O primeiro dia útil após a
interdição total da Ponte do Arranha-Céu, em Itaipava, teve trânsito
considerado administrável em parte dos acessos ao distrito, mas já acendeu
alertas para pontos específicos que devem exigir monitoramento e ajustes ao
longo das próximas semanas. A avaliação é da Unidos por Itaipava (Unita), que
acompanhou a operação nesta segunda-feira (11) por meio de relatos de
moradores, empresários e motoristas que circularam pela região.
Apesar do receio de
congestionamentos generalizados após o fechamento da ponte para obras da
concessionária Elovias, os principais acessos alternativos registraram fluxo
considerado dentro da normalidade durante boa parte do dia, especialmente no
período da manhã. Porém, a grande preocupação é em relação a dias em que o
fluxo de turistas aumenta consideravelmente.
Nestas segunda, motoristas
relataram trânsito fluindo nos acessos por Bonsucesso e Catobira, além de
deslocamentos rápidos em alguns trechos da Estrada União e Indústria. Houve, no
entanto, retenções importantes em horários específicos, principalmente durante
a saída escolar. Segundo relatos recebidos pela entidade, motoristas chegaram a
levar cerca de uma hora no trajeto entre Bonsucesso e a Estrada das Arcas em
vários momentos.
Para o presidente da Unita,
Alexandre Plantz, o primeiro dia mostrou um cenário mais organizado do que o
inicialmente esperado, mas ainda distante de uma avaliação definitiva sobre a
eficiência da operação. Pontos que merecem a atenção são a falta de sinalização
de orientação a respeito dos balizadores, por exemplo, e a presença constante
de agentes e não apenas em momentos esporádicos.
“O que vimos hoje foi um
comportamento melhor do que existia o receio inicial, especialmente porque
havia uma preocupação muito grande de colapso logo no primeiro dia.

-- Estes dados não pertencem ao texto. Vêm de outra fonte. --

PR #1083, opened 2026-08-10
fix(Android): support local network access on Android 16+

aviadlevy:
## Pull Request Description

Adds support for Android 16's Local Network Protection, which requires apps to explicitly declare and request the `ACCESS_LOCAL_NETWORK` permission before they can talk to devices on the local network. Fladder never declared it, so on Android 16+ the system quietly blocked every connection to a Jellyfin server on the user's own network.

### Changes:

- **Declares `android.permission.ACCESS_LOCAL_NETWORK`** in the manifest. Older Android versions don't know the permission and ignore it, so nothing changes  there.
- **Requests it where it's needed** — when a local URL is saved in settings, and  on startup when one is already configured (existing users would otherwise never  be prompted, since they never re-save their URL).
- **Handles denial.** Android only prompts once, so after a denial there is no way  back from inside the app. The profile settings page now shows a warning that  opens Fladder's system settings page and re-checks the permission on resume —  the same pattern the page already uses for battery optimization.
- **Makes the local server probe more robust.** It's re-run once access is  granted, rather than latching on the result of a probe that ran while traffic  was still blocked, and its timeout goes from 1s to 3s, which a cold Wi-Fi  handshake can exceed.

The platform side is a small Pigeon host API (`pigeons/local_network_access.dart`), matching the existing `battery_optimization` setup.

### AI assistance

Root-cause investigation and the patch were done with Claude Code; diagnosis, fix design, and on-device validation were human-reviewed and -owned.

## Issue Being Fixed

On Android 16+ devices, Fladder cannot reach a Jellyfin server on the local network. The "Local Jellyfin URL" indicator stays red and the app reports **Offline**, even though the server is reachable from every other device and browser on the same LAN.

## Tested On

- [x] Android
- [ ] Android TV
- [ ] iOS
- [ ] Linux
- [ ] Windows
- [ ] macOS
- [ ] Web

## Checklist


schembriaiden:
Same as this: https://github.com/DonutWare/Fladder/pull/1112, I think

PartyDonut:
Yes, completely forgot this one sorry about that @aviadlevy. 

#1112 does also fix a few related things. So closing this one for now.

Issue #786, opened 2026-02-23
🐛 Fladder shows "offline" banner even when server is online


viggy96:
### Description

Fladder oftentimes shows the "offline" batter along the top of the application even when the server is online and connected. I can be actively browsing through my library and it will still show offline. On Linux I have to close and reopen the app to get rid of the banner. On Android, I have to manually refresh the page to get it to go away. 

### Reproduction steps

```bash
1. Open app
2. Browse for a while
3. See offline banner
4. See error
```

### Logs

```bash

```

### Platform

Linux

### App Version

0.10.1

### Jellyfin server

10.11.6

Issue #623, opened 2025-11-17
🐛 JF 10.11.3 Update - Fladder Shows As Offline


SABRE1982:
### Description

With the release of the 10.11.3 update, Fladder is now unable to access the server. It shows as being offline. This has been tested on macOS and Android. 

### Reproduction steps

```bash
1. Go to 'Your Server'
2. Sign in
3. See error
```

### Screenshots

<img width="1470" height="375" alt="Image" src="https://github.com/user-attachments/assets/d8a0092f-4eb1-4831-a6b9-cfa021c425ed" />

### Logs

```bash

```

### Platform

macOS

### App Version

v0.8.0

### Jellyfin server

10.11.3

SABRE1982:
I should have noted that I am able to login using other clients (official, Streamyfin) without issues. It appears to be isolated to Fladder only. 

I have also tried signing in from scratch.

SABRE1982:
Logs:

[SEVERE  |  Flutter error: Exception: Failed to make request
ClientException: Connection closed while receiving data, uri=REDACTED/Users/ca7bc3d15e3747baa69425a97f12ae03/Items/Latest?parentId=f137a2dd21bbc1b99aa5c0f6bf02a805&fields=ParentId&fields=MediaStreams&fields=MediaSources&fields=CanDelete&fields=CanDownload&fields=PrimaryImageAspectRatio&fields=Overview&imageTypeLimit=1&enableImageTypes=Primary&enableImageTypes=Backdrop&enableImageTypes=Thumb&limit=16, 2025-11-22T22:35:25.299608

#0      JellyRequest.intercept (package:fladder/providers/api_provider.dart:81)
<asynchronous suspension>
#1      InterceptorChain.proceed (package:chopper/src/chain/interceptor_chain.dart:46)
<asynchronous suspension>
#2      RequestConverterInterceptor.intercept (package:chopper/src/interceptors/request_converter_interceptor.dart:26)
<asynchronous suspension>
#3      InterceptorChain.proceed (package:chopper/src/chain/interceptor_chain.dart:46)
<asynchronous suspension>
#4      Call.execute (package:chopper/src/chain/call.dart:56)
<asynchronous suspension>
#5      ChopperClient.send (package:chopper/src/base.dart:175)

Isso mostra
que o planejamento antecipado e a divulgação das mudanças ajudaram. Mas ainda é
cedo para dizer que a operação está consolidada”, afirma.
A entidade destaca que esta
segunda-feira ainda teve um fluxo reduzido em comparação aos dias de maior
movimento em Itaipava, tradicionalmente concentrados entre quinta-feira e
domingo, quando o distrito recebe grande número de turistas e visitantes. “Esse
primeiro teste aconteceu num dia útil comum. O verdadeiro desafio será observar
como o sistema vai reagir nos fins de semana e no período de inverno, quando
Itaipava recebe um volume muito maior de veículos”, observa o secretário da
Unita, Fabrício Santos.
Outro ponto levantado pela
entidade foi a percepção de ausência de agentes de trânsito em parte dos
trajetos monitorados ao longo do dia. Segundo a Unita, o acompanhamento
operacional será fundamental principalmente nos horários de pico. “A presença
dos agentes ajuda não apenas na orientação, mas também na capacidade de
resposta rápida diante de retenções e conflitos no trânsito. É importante que
exista monitoramento constante nesse período inicial de adaptação”, destaca
Fabrício.
A entidade também avalia que
muitos motoristas ainda estão em processo de adaptação às novas rotas, o que
pode contribuir para uma acomodação gradual do fluxo nos próximos dias. A Unita
reforça que continuará acompanhando a operação durante as obras da Ponte do
Arranha-Céu e mantendo diálogo com a concessionária, CPTrans e Prefeitura para
sugerir ajustes sempre que necessário. “A obra é de fundamental importância
para a região. Agora, o foco precisa ser garantir que a mobilidade funcione da
melhor forma possível durante esses meses de intervenção”, conclui Plantz.